I was a little bit surprised to be honest. Perhaps even disappointed. But I thank God for His comforting Spirit for He almost immediately soothed my worried mind with the promise that God has plans to bless me as His Child, rather than harm me. (Jeremiah 29:11) I don't deserve anything from Him. I don't deserve the breath I breathe every second of every day. Sometimes it is so hard for me to accept that God my Creator, Christ my Savior, would want to bless me. But I remember also, that God is indeed my Father. I can trust Him! What a wonderful truth!
And so, in this situation, I have perfect peace, which has been given only by the Lord. I know that the Lord sees more than I can. So, I am not asking why this is happening, why did I have to be put on a waiting list to receive a scholarship that I had already been so excited about...instead I praise the Lord for His free scholarship of life...of salvation!!! Thank you, Lord Jesus! Please use all these things for Your Glory! So that others can come to know You and see Your greatness!
Esther!!! We now know the outcome! But it is absolutely wonderful to hear your trust and surrender in God before you knew! Oh dear, how wonderful God is, that He has led you to such a resolute peace in Him, without fully understanding what God would do, yet being readied by Him to praise Him for anything, for all He has already blessed you with! "His free scholarship of life..." what a wonderful truth that I pray so many people would desire in love for God than anything else!!! So lovely, so perfect, so undeserved, the grace bestowed and life given to those who love and follow Christ through the Spirit’s leading! The most important gift that any human could ever be given because Christ paid our punishment and came to life after dying to bring His children to life and offer forgiveness of sins that the Father gives because of Christ as the Holy Spirit breathes true life in that human! What a scholarship!
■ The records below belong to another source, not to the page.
Issue #755, opened 2020-09-21
TCP retransmit issue


Mellvik:
While debugging some odd network send issues that may be ne2k driver related, I came across this one. And as much as I'd like to just fix it and go on, I figure it's useful with some advice.

Here's the scenario:
The outside server is pulling data (lots) from the httpd on ELKS. This was reasonably stable a while back, now I'm seeing regular problems, and this is one of them:
 - transfer is running smoothly, one packet in, one out.
 - then ELKS gets an ARP, and replies in stride
 - then two packets later trouble starts and the sequence goes like this (numbers just to illustrate the sequence):
```
...
ELKS                        server
data 101 ------------->
        <----------------   ACK 101
        <----------------   ARP req
data 102 ------------->
        <----------------    ACK 102
ARP reply ------------>
data 103 ------------->
       <-----------------   ACK 103
data 104 -------------> 
       <-----------------   ACK 104
data 103 ------------->                           retransmit
       <-----------------   ACK 104
data 105 ------------->
       <-----------------   ACK 105
data 104 ------------->                          retransmit
      <-----------------    ACK 105
data 106 ------------->
     <-----------------     ACK 106
data 105 ------------->                         retransmit
     <-----------------     ACK 106
...
```
... and so on a little longer until `ktcp: panic in write` terminates transmission.
For every retransmit there is a `retrans retry #1 rto 4 mem 360` message with increasing numbers, starting @ 369, ending @ 1988.

Any hints very welcome.

--M

ghaerr:
Hi @Mellvik,

> This was reasonably stable a while back, now I'm seeing regular problems, and this is one of them

I'm pretty sure this is the same nagging problem ktcp has had all along - for some reason, whenever ktcp gets tripped up and has to start doing retransmits, everything goes to heck. I have mentioned earlier that, for instance, when ktcp is forced to drop a packet (when either its ring buffer is full or an application hasn't run long enough to empty that buffer), ktcp drops the packet and the same thing happens.

> For every retransmit there is a retrans retry #1 rto 4 mem 360 message with increasing numbers

I hadn't noticed that the retransmits end up allocating yet more memory - they should just retransmit from the stored TCP packet, that's it. Although what could be happening is ALL the subsequent packets end up going through a alloc/retrans process.

[...]

PR #767, opened 2020-09-26
[kernel] Remove send_buf double buffer in wd.c network driver

ghaerr:
Hello @pawosm-arm,

Here's the second improvement to the wd.c driver. You can either apply the patch to your tree to test, or wait until the new toolchain build is done and apply this PR.

Thanks!

[wd2.patch.zip](https://github.com/jbruchon/elks/files/5287249/wd2.patch.zip)

### DIFF
--- a/elks/arch/i86/drivers/net/wd.c
+++ b/elks/arch/i86/drivers/net/wd.c
@@ -18,14 +18,7 @@
 #include <linuxmt/sched.h>
 #include <linuxmt/limits.h>
 #include <linuxmt/mm.h>
-
-#define DEBUG_ETH	0	/* set =1 for debugging */
-
-#if DEBUG_ETH
-#define debug_eth	printk
-#else
-#define debug_eth(...)
-#endif
+#include <linuxmt/debug.h>
 
 /* I/O delay settings */
 #define INB	inb	/* use inb_p for 1us delay */
--- a/elks/arch/i86/drivers/net/wd.c
+++ b/elks/arch/i86/drivers/net/wd.c
@@ -439,6 +439,7 @@ static int wd_ioctl(struct inode * inode, struct file * file,
 	case IOCTL_ETH_ADDR_GET:
 		memcpy_tofs((char *)arg, mac_addr, 6U);
 		break;
+#if 0 /* unused*/
 	case IOCTL_ETH_ADDR_SET:
 		err = -ENOSYS;
 		break;
@@ -446,7 +447,7 @@ static int wd_ioctl(struct inode * inode, struct file * file,
 		/* Get the hardware address of the NIC,	which may be different
 		 * from the currently programmed address. Be careful with this,
 		 * it may interrupt ongoing send/receives.
-		 * arg must be a 32 bytes array.
+		 * arg must be a 6 word array.
 		 */
 		wd_get_hw_addr((word_t *)arg);
 		break;
@@ -464,6 +465,7 @@ static int wd_ioctl(struct inode * inode, struct file * file,
 		/* Get the current overflow skip counter. */
 		err = -ENOSYS;
 		break;
+#endif
 	default:
 		err = -EINVAL;
 	}
@@ -572,7 +574,7 @@ void wd_drv_init(void)
 {
 	int err;
 	unsigned u;
-	word_t hw_addr[16U];
+	word_t hw_addr[6U];
 
 	do {
 		err = request_irq(WD_IRQ, wd_int, NULL);
--- a/elks/arch/i86/drivers/net/wd.c
+++ b/elks/arch/i86/drivers/net/wd.c
@@ -140,8 +140,6 @@ static struct wait_queue txwait;
 static byte_t wd_inuse = 0U;
 static byte_t mac_addr[6U];
 
-static byte_t send_buf[MAX_PACKET_ETH];
-
 static unsigned char current_rx_page = WD_FIRST_RX_PG;
 
 static word_t wd_rx_stat(void);
@@ -321,18 +319,19 @@ static size_t wd_read(struct inode * inode, struct file * filp,
  * Pass packet to driver for send
  */
 
-static int wd_pack_put(byte_t * pack, word_t len)
+static size_t wd_pack_put(char *data, size_t len)
 {
-	int res = 0;
-
 	clr_irq();
 	do {
+		if (len > MAX_PACKET_ETH)
+			len = MAX_PACKET_ETH;
+		if (len < 64U) len = 64U;  /* issue #133 */
 		fmemcpyb((byte_t *)((WD_FIRST_TX_PG - WD_START_PG) << 8U),
-			WD_SHMEMSEG, pack, kernel_ds, len);
+			WD_SHMEMSEG, (byte_t *)data, current->t_regs.ds, len);
 		OUTB(E8390_NODMA | E8390_PAGE0, WD_8390_PORT + E8390_CMD);
 		if (INB(WD_8390_PORT + E8390_CMD) & E8390_TRANS) {
 			printk("eth: attempted send with the tr busy.\n");
-			res = -EIO;
+			len = -EIO;
 			break;
 		}
 		OUTB(len & 0xffU, WD_8390_PORT + EN0_TCNTLO);
@@ -342,13 +341,13 @@ static int wd_pack_put(byte_t * pack, word_t len)
 			WD_8390_PORT + E8390_CMD);
 	} while (0);
 	set_irq();
-	return res;
+	return len;
 }
 
 static size_t wd_write(struct inode * inode, struct file * file,
 	char * data, size_t len)
 {
-	size_t res = 0U;
+	int res;
 
 	do {
 		prepare_to_wait_interruptible(&txwait);
@@ -363,15 +362,7 @@ static size_t wd_write(struct inode * inode, struct file * file,
 				break;
 			}
 		}
-		if (len > MAX_PACKET_ETH)
-			len = MAX_PACKET_ETH;
-		memcpy_fromfs(send_buf, data, len);
-		res = len;
-		if (len < 64U) len = 64U;  /* issue #133 */
-		if (wd_pack_put(send_buf, len)) {
-			res = -EIO;
-			break;
-		}
+		res = wd_pack_put(data, len);
 	} while (0);
 	finish_wait(&txwait);
 	return res;


pawosm-arm:
Still works,

```
$ ping -i 0.5 -s 1400 192.168.1.44
PING 192.168.1.44 (192.168.1.44) 1400(1428) bytes of data.
1408 bytes from 192.168.1.44: icmp_seq=1 ttl=64 time=57.6 ms
1408 bytes from 192.168.1.44: icmp_seq=3 ttl=64 time=57.7 ms
1408 bytes from 192.168.1.44: icmp_seq=4 ttl=64 time=57.6 ms
1408 bytes from 192.168.1.44: icmp_seq=5 ttl=64 time=57.6 ms
1408 bytes from 192.168.1.44: icmp_seq=6 ttl=64 time=57.6 ms
1408 bytes from 192.168.1.44: icmp_seq=8 ttl=64 time=57.6 ms
1408 bytes from 192.168.1.44: icmp_seq=9 ttl=64 time=57.6 ms
1408 bytes from 192.168.1.44: icmp_seq=10 ttl=64 time=57.6 ms
^C
--- 192.168.1.44 ping statistics ---
10 packets transmitted, 8 received, 20% packet loss, time 4511ms
rtt min/avg/max/mdev = 57.579/57.614/57.651/0.023 ms

$ telnet 192.168.1.44
Trying 192.168.1.44...
Connected to 192.168.1.44.
Escape character is '^]'.
login: root
# meminfo
  HEAP   TYPE  SIZE    SEG   TYPE    SIZE  CNT
  cdce   SEG     16   1edb   BUF    65536    1
  cdea   SEG     16   2edb   BUF    65536    1
  ce06   SEG     16   3edb   CSEG    6832    1
  ce22   SEG     16   4086   DSEG    8816    1
  ce3e   SEG     16   42ad   free   18544    0
  ce5a   TTY    128
  cee6   TTY     64
  cf32   SEG     16   5f9d   free  108144    0
  cf4e   SEG     16   7a04   DSEG   57120    1
  cf6a   SEG     16   4b13   CSEG   46016    2
  cf86   SEG     16   564f   DSEG   18544    1
  cfa2   SEG     16   87f6   DSEG    6192    1
  cfbe   SEG     16   5ad6   CSEG   19568    1
  cfda   SEG     16   8c7d   CSEG    6144    2
  cff6   SEG     16   8dfd   free    4400    0
  d012   SEG     16   8f10   DSEG   18544    1
  d02e   SEG     16   8afc   CSEG    4544    1
  d04a   SEG     16   8979   DSEG    6192    1
  d066   SEG     16   4734   DSEG   12112    1
  d082   TTY     64
  d0ce   TTY    256
  d1da   SEG     16   8c18   free    1616    0
  d1f6   SEG     16   4a29   free    3744    0
  d212   SEG     16   9397   free   50832    0
  d22e   free 11730
  Total heap  12862     Total mem  528976
  Memory usage  517KB total,  334KB used,  183KB free
#
```

pawosm-arm:
It was faster though... Could the performance loss be caused by other changes on master which I've rebuilt meanwhile?

pawosm-arm:
I've tried to revert your patch. After revert it's even worse:

```
$ ping -i 0.5 -s 1400 192.168.1.44
PING 192.168.1.44 (192.168.1.44) 1400(1428) bytes of data.
1408 bytes from 192.168.1.44: icmp_seq=1 ttl=64 time=61.0 ms
1408 bytes from 192.168.1.44: icmp_seq=2 ttl=64 time=61.0 ms
1408 bytes from 192.168.1.44: icmp_seq=3 ttl=64 time=61.0 ms
1408 bytes from 192.168.1.44: icmp_seq=4 ttl=64 time=60.9 ms
1408 bytes from 192.168.1.44: icmp_seq=5 ttl=64 time=61.0 ms
1408 bytes from 192.168.1.44: icmp_seq=7 ttl=64 time=61.0 ms
1408 bytes from 192.168.1.44: icmp_seq=8 ttl=64 time=61.0 ms
1408 bytes from 192.168.1.44: icmp_seq=9 ttl=64 time=61.0 ms
1408 bytes from 192.168.1.44: icmp_seq=11 ttl=64 time=61.1 ms
^C
--- 192.168.1.44 ping statistics ---
11 packets transmitted, 9 received, 18.1818% packet loss, time 5005ms
rtt min/avg/max/mdev = 60.946/61.003/61.149/0.059 ms
```

Something on the master affected it.

ghaerr:
> It was faster though... Could the performance loss be caused by other changes on master which I've rebuilt meanwhile?

Hmmmm... a quick way would be to take just these wd2.patch changes out and retest. Or - ktcp is now being built with debug changes ON (use ^P at the console to turn on and off debug messages). So, even if the debug messages are toggled off (which is the default on boot), ktcp will be slower. To turn off the debug messages completely, edit "config.h" in the ktcp directory and turn off DEBUG_TCP and DEBUG_EVENT.

pawosm-arm:
You were right about DEBUG messages. Without them performance gain is observed.

Before your patch:
```
$ ping -i 0.5 -s 1400 192.168.1.44
PING 192.168.1.44 (192.168.1.44) 1400(1428) bytes of data.
1408 bytes from 192.168.1.44: icmp_seq=2 ttl=64 time=49.8 ms
1408 bytes from 192.168.1.44: icmp_seq=3 ttl=64 time=49.5 ms
1408 bytes from 192.168.1.44: icmp_seq=4 ttl=64 time=49.6 ms
1408 bytes from 192.168.1.44: icmp_seq=6 ttl=64 time=49.6 ms
1408 bytes from 192.168.1.44: icmp_seq=7 ttl=64 time=49.6 ms
1408 bytes from 192.168.1.44: icmp_seq=8 ttl=64 time=49.6 ms
1408 bytes from 192.168.1.44: icmp_seq=9 ttl=64 time=49.6 ms
1408 bytes from 192.168.1.44: icmp_seq=10 ttl=64 time=49.8 ms
^C
--- 192.168.1.44 ping statistics ---
10 packets transmitted, 8 received, 20% packet loss, time 4510ms
rtt min/avg/max/mdev = 49.538/49.613/49.793/0.098 ms
```

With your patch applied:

And again as always so happy for you Esther, no matter what happens in life as it's so easy to see that the Holy Spirit has allowed you to be content with all happenings in your life dedicated to Christ and yet desiring to love Him through all situations! And congratulations as finally we found out their decision! Praise God for His many blessings, hidden and visible!!! And wowo what a blessing! And so beautiful that He was preparing you to be ready whatever He decided!!! Talk to you soon Esther and God bless this time in your life and in all your future!